For those familiar with modern railways, the sense of this signal aspect is hard to understand. During its period of use, there was often a signal box at each end of the station or there were areas of hand-operated points that were set by pointsmen. The 'rest' aspect indicated to the pointsmen and shunters that they could "do what they wanted and store what they wanted" on the track so designated. However, they could not use any tracks where the signal displayed a different aspect.

== Track blocking signal ==
The Bavarian track blocking signal (Gleissperrsignal) is the largest of all the blocking signals. The round signal lanterns displayed a round, white milk glass disc towards the train. This had a horizontal, black bar across it. Unlike the later Reichsbahn standard design, the black bar was not turned; instead the whole lantern was rotated through 90° on its pedestal, so that the side of the lantern was presented to the train. The side of the signal lantern had an almost square milk glass window. At night the lantern was lit internally.

== Literature ==
- Robert Zintl: Fahrt frei. Bayerische Signale und Stellwerke. Motorbuch Verlag, Stuttgart, 1978, ISBN 3-87943-585-5.

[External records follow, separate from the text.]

PR #241, opened 2022-08-23
Make `UserInput` generic over the maximum number of chord inputs

### LINKED ISSUE #21: Allow users to configure maximum size of chords

TimJentzsch:
Closes #21.

`UserInput` is now generic over the maximum number of inputs that fit in a chord. The default is still `8`.

Furthermore, `UserInput::chord` doesn't panic anymore if the iterator contains more elements than the maximum size; instead, the rest of the inputs are ignored (**breaking change**).

Additionally, a `UserInput::try_make_chord` function does the same thing, but returns a `Result` and fails when too many inputs were provided. Not sure if this is the best name for this function :P

### DIFF
--- a/RELEASES.md
+++ b/RELEASES.md
@@ -11,6 +11,13 @@
 ### Usability
 
 - Implemented `Eq` for `Timing` and `InputMap`.
+- `UserInput` is now generic over the maximum size of inputs for a `Chord` (the default is still `8`).
+  - If an iterator with too many inputs is passed to `UserInput::chord`, the rest of the inputs are now ignored instead of panicing.
+  - If you want to react to this case, the new `UserInput::try_make_chord` function returns a `Result` instead.
+
+### Breaking changes
+
+- `UserInput::chord` does not panic anymore if you provide an iterator with more inputs than the maximum allowed number. Instead, the rest of the elements are silently ignored.
 
 ## Version 0.5
 
--- a/src/user_input.rs
+++ b/src/user_input.rs
@@ -11,6 +11,10 @@ use crate::{
     buttonlike::{MouseMotionDirection, MouseWheelDirection},
 };
 
+/// An [`UserInput::Chord`] could not be created because there were too many input elements
+#[derive(Clone, Copy, PartialEq, Eq, Debug)]
+pub struct ChordCreationError;
+
 /// Some combination of user input, which may cross [`Input`]-mode boundaries
 ///
 /// Suitable for use in an [`InputMap`](crate::input_map::InputMap)
@@ -33,6 +37,7 @@ impl<const CHORD_MAX_SIZE: usize> UserInput<CHORD_MAX_SIZE> {
     /// If `inputs` has a length of 1, a [`UserInput::Single`] variant will be returned instead.
     ///
     /// If `inputs` contains more than `CHORD_MAX_SIZE` elements, the rest of the elements are ignored.
+    /// If you want to react to this case with a [`Result`], use [`UserInput::try_make_chord`] instead.
     pub fn chord(inputs: impl IntoIterator<Item = impl Into<InputKind>>) -> Self {
         // We can't just check the length unless we add an ExactSizeIterator bound :(
         let mut length: usize = 0;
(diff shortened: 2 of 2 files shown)


TimJentzsch:
Hmm, it looks like defaults for const generics are only allowed for `structs` but not for the method implementations. So you actually need to always specify the constant for `UserInput::chord`, making it a lot more breaking of a change.

src/user_input.rs
```diff
@@ -11,32 +11,41 @@ use crate::{
     buttonlike::{MouseMotionDirection, MouseWheelDirection},
 };
 
+/// An [`UserInput::Chord`] could not be created because there were too many input elements
+#[derive(Clone, Copy, PartialEq, Eq, Debug)]
+pub struct ChordCreationError;
```
alice-i-cecile, line 16: This should probably return the passed in iterator to make error recovery more feasible.

src/user_input.rs
```diff
@@ -47,6 +56,38 @@ impl UserInput {
...
+        for button in inputs.into_iter().take(CHORD_MAX_SIZE) {
+            length += 1;
+
+            if length >= CHORD_MAX_SIZE {
+                return Err(ChordCreationError);
+            }
+            set.insert(button.into());
+        }
+
+        let user_input = match length {
```
alice-i-cecile, line 83: This matching behavior is inconsistent with the behavior in the infallible version. It's also surprising, as the user has explicitly tried to make a chord.

Might still be correct, but if so we'll want a different name.

src/user_input.rs
```diff
@@ -47,6 +56,38 @@ impl UserInput {
         }
     }
 
+    /// Creates a [`UserInput::Chord`] from an iterator of [`InputKind`]s
+    ///
+    /// If `inputs` has a length of 1, a [`UserInput::Single`] variant will be returned instead.
+    ///
+    /// If `inputs` contains more than `CHORD_MAX_SIZE` elements, a [`ChordCreationError`] is returned.
+    /// If you want to silently ignore the rest of the elements, use the [`UserInput::chord`] function instead.
+    pub fn try_make_chord(
```
alice-i-cecile, line 65: Maybe we can use something super generic here? Like `new` or `try_create` or something?

This feels like it should be the default method for a lot of things.

RELEASES.md
```diff
@@ -11,6 +11,13 @@
 ### Usability
 
 - Implemented `Eq` for `Timing` and `InputMap`.
+- `UserInput` is now generic over the maximum size of inputs for a `Chord` (the default is still `8`).
```
alice-i-cecile, line 14: IMO we should probably lower the default to something much smaller, like 4, now that it can be configured, to save space for the 99% of use cases that don't want more.

src/user_input.rs
TimJentzsch: Hmm, that does make sense, but at the point of error the iterator will already be consumed for the most part, so I'm not sure how useful it will be for recovery

src/user_input.rs
alice-i-cecile: Oh, I see. Never mind!

alice-i-cecile:
> Hmm, it looks like defaults for const generics are only allowed for structs but not for the method implementations. So you actually need to always specify the constant for UserInput::chord, making it a lot more breaking of a change.

This is quite annoying and I think blocks this PR. Is there an issue for this in the `rust-lang` repo?

TimJentzsch:
> This is quite annoying and I think blocks this PR. Is there an issue for this in the `rust-lang` repo?

Looks like it's this issue: <https://github.com/rust-lang/rust/issues/98931>.

Turns out you can do something like:

```rust
let chord: UserInput = UserInput::chord(...);
```

but not

```rust
let chord = UserInput::chord(...);
```

...which is kind of weird.
Definitely not ideal for ergonomics though, IMO.

WalterSmuts:
> Hmm, it looks like defaults for const generics are only allowed for `structs` but not for the method implementations. So you actually need to always specify the constant for `UserInput::chord`, making it a lot more breaking of a change.

If possible could you post something on [the rust-lang issue](https://github.com/rust-lang/rust/issues/98931) to explain your use-case and requirements for a default type feature. AFAICT your objections to the current situation is that it:
* Has bad ergonomics
* Forces major version bump (backwards incompatibility) where a minor version bump **could've** been possible.

Would be great if we can gather a couple of use-cases to show that this is an important feature to add.

TimJentzsch:
I think this will be obsolete if we use traits instead of enums to represent the user input, which is probably the better move in the long run.

@alice-i-cecile do we already have an issue for this change? I couldn't find one myself

alice-i-cecile:
> @alice-i-cecile do we already have an issue for this change? I couldn't find one myself

Not yet. Let me make one and close this out.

- Robert Zintl: Bayerische Nebenbahnen. Motorbuch–Verlag, Stuttgart, 1977, ISBN 3-87943-531-6.
- Magazin für Eisenbahnfreunde DREHSCHEIBE, Issue 162 (2002): Bayerische Formhauptsignale sind endgültig ausgerottet.
- Magazin für Eisenbahnfreunde DREHSCHEIBE, Issue 175 (2003): Signal=Raritäten=Kabinett 69: Weichensignale.
- Bernhard Ücker: Endstation 1920, Die Geschichte der Königlich Bayerischen Staatsbahn. Süddeutscher Verlag, Munich, 1972, ISBN 3-7991-5704-2.
- Stefan Carstens: Signale 2 - Signalbegriffe, Anordnung und Bauformen, Haupt- und Vorsignale, Signalverbindungen. (= MIBA-Report). 2nd edn., 2007, ISBN 978-3-89610-236-2.
- Stefan Carstens: Signale 1 - Die Entwicklung des Signalwesens vom optischen Telegraphen zum Ks-Signal. (= MIBA-Report). 2006, ISBN 3-89610-234-6.